──────── Data for this exercise ────────

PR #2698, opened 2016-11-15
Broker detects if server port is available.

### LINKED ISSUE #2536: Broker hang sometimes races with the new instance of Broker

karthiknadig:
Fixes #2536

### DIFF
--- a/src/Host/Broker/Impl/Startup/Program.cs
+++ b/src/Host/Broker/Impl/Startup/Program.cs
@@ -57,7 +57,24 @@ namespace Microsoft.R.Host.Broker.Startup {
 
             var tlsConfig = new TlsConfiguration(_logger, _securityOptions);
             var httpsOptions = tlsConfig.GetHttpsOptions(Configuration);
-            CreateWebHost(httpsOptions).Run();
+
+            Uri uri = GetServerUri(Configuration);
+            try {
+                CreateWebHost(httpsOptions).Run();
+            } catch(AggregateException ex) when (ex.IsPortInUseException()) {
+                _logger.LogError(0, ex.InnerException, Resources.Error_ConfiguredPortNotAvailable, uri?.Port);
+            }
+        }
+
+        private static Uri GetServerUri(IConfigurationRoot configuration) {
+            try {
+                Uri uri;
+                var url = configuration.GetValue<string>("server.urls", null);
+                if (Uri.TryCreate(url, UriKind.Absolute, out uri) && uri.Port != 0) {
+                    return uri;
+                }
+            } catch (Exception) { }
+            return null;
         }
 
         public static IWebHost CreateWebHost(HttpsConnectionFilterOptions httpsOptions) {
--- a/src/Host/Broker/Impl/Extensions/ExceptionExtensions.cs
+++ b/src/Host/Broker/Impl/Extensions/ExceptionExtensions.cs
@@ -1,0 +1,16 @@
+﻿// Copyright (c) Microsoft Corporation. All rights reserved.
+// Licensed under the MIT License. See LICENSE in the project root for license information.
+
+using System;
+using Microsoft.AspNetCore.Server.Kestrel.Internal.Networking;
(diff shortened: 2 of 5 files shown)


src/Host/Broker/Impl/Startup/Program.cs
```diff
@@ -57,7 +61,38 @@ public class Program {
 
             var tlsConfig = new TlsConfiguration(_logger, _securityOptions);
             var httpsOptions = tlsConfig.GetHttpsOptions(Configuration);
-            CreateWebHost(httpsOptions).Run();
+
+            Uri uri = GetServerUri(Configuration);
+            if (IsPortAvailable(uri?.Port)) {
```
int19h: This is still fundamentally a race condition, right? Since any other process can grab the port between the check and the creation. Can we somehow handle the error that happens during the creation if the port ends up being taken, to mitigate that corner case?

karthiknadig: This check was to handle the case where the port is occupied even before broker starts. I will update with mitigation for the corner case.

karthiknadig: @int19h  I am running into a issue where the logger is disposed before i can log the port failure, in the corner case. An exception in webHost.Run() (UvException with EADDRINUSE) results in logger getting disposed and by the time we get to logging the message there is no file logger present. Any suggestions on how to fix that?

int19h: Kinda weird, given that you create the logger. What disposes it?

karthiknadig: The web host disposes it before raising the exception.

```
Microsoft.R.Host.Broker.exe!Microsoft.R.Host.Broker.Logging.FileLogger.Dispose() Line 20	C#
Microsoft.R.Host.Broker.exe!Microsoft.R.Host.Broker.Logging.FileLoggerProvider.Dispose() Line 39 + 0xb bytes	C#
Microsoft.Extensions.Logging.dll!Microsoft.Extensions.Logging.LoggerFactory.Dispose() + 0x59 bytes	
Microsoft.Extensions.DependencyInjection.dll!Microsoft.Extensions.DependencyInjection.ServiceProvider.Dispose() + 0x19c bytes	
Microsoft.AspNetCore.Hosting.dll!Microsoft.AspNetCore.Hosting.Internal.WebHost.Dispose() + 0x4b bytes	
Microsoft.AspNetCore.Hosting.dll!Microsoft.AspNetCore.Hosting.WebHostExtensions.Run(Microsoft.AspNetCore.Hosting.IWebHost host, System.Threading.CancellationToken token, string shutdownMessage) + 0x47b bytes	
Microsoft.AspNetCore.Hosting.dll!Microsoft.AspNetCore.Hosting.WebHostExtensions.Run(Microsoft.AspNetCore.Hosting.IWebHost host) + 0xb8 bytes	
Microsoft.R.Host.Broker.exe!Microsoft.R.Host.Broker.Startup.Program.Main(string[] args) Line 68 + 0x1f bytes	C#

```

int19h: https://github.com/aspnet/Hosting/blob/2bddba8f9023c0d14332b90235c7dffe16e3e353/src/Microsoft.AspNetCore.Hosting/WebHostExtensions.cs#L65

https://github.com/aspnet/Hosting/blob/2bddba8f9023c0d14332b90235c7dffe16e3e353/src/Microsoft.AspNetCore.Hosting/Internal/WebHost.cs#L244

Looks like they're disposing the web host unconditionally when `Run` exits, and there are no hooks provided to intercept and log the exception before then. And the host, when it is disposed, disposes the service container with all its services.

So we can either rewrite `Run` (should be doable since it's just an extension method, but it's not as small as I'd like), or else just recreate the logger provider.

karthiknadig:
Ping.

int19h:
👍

────────
──────── Data for this exercise ────────

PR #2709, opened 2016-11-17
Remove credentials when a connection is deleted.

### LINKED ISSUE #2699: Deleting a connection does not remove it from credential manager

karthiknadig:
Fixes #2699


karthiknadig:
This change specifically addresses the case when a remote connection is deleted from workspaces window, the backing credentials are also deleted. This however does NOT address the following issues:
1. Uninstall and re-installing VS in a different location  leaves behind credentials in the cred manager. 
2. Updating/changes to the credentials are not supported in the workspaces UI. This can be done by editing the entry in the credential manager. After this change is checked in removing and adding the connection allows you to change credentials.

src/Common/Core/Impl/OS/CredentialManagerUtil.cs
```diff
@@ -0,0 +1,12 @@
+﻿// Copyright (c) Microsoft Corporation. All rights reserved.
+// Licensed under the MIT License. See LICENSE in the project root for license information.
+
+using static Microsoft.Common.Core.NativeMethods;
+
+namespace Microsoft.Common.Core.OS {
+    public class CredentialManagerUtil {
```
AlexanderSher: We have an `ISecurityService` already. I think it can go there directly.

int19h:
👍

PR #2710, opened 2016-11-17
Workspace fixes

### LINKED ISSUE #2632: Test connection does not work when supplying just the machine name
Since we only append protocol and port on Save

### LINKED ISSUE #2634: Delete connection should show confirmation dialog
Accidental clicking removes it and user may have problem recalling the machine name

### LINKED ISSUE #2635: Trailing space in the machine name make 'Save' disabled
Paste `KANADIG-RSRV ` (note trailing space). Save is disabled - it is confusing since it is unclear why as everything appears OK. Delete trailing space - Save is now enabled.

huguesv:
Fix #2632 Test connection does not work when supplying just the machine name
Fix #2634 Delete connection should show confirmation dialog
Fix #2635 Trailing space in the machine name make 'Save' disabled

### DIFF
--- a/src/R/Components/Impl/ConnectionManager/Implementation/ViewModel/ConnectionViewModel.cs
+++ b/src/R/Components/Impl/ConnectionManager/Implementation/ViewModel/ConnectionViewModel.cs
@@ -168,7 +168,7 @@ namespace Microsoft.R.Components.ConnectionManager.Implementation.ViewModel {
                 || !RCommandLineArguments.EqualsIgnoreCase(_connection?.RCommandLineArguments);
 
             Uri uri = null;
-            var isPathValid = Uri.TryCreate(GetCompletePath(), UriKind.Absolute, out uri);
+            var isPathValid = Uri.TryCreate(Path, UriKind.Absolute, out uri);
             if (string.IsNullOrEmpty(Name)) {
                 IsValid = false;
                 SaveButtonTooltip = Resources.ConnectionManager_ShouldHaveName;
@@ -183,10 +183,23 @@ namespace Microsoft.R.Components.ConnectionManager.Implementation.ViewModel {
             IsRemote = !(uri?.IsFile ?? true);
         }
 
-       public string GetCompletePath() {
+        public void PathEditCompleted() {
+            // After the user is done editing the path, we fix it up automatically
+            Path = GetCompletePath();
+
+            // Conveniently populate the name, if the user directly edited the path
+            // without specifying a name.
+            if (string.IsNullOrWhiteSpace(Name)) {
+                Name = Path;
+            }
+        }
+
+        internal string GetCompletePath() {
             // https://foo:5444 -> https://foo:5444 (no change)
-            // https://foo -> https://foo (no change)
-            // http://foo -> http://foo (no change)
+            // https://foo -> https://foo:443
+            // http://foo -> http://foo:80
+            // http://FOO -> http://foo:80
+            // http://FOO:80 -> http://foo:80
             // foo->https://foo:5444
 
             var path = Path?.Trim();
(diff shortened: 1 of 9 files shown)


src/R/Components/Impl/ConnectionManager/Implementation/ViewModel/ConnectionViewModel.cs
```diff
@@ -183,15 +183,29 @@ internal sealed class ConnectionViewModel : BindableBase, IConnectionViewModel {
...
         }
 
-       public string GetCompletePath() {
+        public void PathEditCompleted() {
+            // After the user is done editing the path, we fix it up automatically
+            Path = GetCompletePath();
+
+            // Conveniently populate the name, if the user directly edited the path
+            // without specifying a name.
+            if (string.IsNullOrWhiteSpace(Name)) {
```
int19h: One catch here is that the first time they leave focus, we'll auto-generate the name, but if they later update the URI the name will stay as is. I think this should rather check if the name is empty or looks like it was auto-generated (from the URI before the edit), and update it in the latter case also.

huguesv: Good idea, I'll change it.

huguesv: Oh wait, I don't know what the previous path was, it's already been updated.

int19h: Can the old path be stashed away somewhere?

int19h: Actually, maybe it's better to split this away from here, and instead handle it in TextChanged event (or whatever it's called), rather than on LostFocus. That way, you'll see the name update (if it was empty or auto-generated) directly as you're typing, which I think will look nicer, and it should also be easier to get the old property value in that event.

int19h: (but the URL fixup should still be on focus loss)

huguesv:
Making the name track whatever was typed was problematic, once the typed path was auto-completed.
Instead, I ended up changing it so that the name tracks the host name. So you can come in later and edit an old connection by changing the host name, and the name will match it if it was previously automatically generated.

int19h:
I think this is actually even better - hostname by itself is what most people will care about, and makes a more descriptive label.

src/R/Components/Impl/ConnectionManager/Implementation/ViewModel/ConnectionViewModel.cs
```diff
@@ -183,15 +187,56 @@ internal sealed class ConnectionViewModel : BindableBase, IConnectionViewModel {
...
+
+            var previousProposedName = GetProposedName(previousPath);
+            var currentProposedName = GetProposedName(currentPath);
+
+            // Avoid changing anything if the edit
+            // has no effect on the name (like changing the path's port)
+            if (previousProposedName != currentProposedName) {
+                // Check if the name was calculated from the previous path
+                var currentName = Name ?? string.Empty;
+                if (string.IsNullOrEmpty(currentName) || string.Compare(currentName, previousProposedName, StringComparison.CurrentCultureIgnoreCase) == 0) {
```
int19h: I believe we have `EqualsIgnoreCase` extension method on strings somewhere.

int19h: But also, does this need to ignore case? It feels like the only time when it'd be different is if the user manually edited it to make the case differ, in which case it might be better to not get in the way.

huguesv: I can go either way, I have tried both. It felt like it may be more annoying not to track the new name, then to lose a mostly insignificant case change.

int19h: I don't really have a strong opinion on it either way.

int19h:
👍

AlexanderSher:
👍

────────
──────── Data for this exercise ────────

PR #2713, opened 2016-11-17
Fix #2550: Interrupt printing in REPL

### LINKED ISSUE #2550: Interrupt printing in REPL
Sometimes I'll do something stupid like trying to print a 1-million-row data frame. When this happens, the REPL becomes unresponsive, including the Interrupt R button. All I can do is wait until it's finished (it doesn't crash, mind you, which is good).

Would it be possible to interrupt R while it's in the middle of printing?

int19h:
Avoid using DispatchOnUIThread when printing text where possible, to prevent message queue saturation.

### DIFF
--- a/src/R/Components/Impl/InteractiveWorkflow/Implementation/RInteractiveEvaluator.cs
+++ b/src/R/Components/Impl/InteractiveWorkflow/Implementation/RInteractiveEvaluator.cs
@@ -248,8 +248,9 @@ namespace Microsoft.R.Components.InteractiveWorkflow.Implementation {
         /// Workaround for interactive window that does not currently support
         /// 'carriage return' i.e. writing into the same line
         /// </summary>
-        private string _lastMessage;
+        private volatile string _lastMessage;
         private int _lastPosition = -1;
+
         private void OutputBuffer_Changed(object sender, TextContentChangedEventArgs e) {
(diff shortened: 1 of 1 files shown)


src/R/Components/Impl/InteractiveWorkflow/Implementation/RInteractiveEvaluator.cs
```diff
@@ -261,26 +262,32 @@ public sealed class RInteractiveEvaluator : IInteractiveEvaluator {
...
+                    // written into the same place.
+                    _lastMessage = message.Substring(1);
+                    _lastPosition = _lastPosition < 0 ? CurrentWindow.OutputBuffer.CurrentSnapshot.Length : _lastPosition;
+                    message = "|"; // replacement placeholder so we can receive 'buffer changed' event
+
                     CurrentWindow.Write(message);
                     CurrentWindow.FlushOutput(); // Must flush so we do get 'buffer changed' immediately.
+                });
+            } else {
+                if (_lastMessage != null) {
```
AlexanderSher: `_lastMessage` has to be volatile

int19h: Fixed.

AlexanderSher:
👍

────────

## [Problem details]
Whenever a line of the data holds the string "possible", pick that line out.

## [Solved exercise]
Would it be possible to interrupt R while it's in the middle of printing?
Avoid using DispatchOnUIThread when printing text where possible, to prevent message queue saturation.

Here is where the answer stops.